Combined with the characteristics of high-quality input–output allocation of mining cities, the policy implications include the following:
One is to comprehensively strengthen cross-regional sustainable cooperation among mature, renewable, declining and growing mining cities. We should give full play to the leading radiation and source supply role of the national mining city regeneration demonstration zone, explore the establishment of a long-term mechanism to improve win–win cooperation, and improve the level and level of cross-mining city type cooperation. Efforts should be made to promote the construction of a cross-regional system of recession-type and regeneration-type key mining cities and growing mining cities and to explore the benefit-sharing mechanism and win–win cooperation mode of the orderly transfer of resource elements along four types of plate gradients.
The second is to build a mining city policy consortium around the common scientific issues of sustainable development. On the one hand, we will adhere to the combination of central planning and local responsibilities, fully mobilize local authorities to optimize the high-quality economic development environment of mining cities and improve the allocation capacity of input and output factors; on the other hand, we will promote the establishment of joint research centers and other resource condition platforms among mining cities, carry out joint tackling of key technologies common to the sustainability of mining cities, and encourage and support the formulation of joint sustainability policies and measures among regions.

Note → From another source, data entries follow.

PR #2904, opened 2023-03-29
fix(other): delete node_modules and /tmp/yarn--* on start.sh

ulfgebhardt:
## 🍰 Pullrequest

delete node_modules and /tmp/yarn--* on start.sh

This should fix the error we currently have on production regarding an error on user search (corrupted node_modules) and make the cron job obsolete which clears the tmp folder.

### Issues

- None

### Todo

- [ ] Remove all related cron jobs


clauspeterhuebner (approved):
i preferre to keep the cronjob to ensure low amount of filesystem entries in the /tmp folder.
this solution in the start.sh will only support the cronjob, because i think we had not as much deployments in production that in /tmp exists so many entries. This problem is well known by yarn, but still no prospective solution till now.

The third is to coordinate the high-quality input–output allocation of mature, renewable, declining and growing mining cities. On the one hand, it is necessary to improve the development and utilization efficiency of resource elements of different types of mining cities and accelerate the conversion of new and old kinetic energy. On the other hand, at the top-level design level, the allocation of high-quality input and output of the mining city economy needs to be prioritized to declining cities, adhere to the combination of “blood supply” and “hematopoiesis”, and continuously improve the resource agglomeration function and ecological environment of declining mining cities to improve the economic high-quality input–output allocation capacity of declining mining cities.
Finally, it is necessary to optimize the mutual aid mechanism of different types of mining cities and explore and establish a perfect support mechanism of mature mining cities to grow and regenerate mining cities in order to promote the reasonable flow of talent, technology and funds to grow declining mining cities.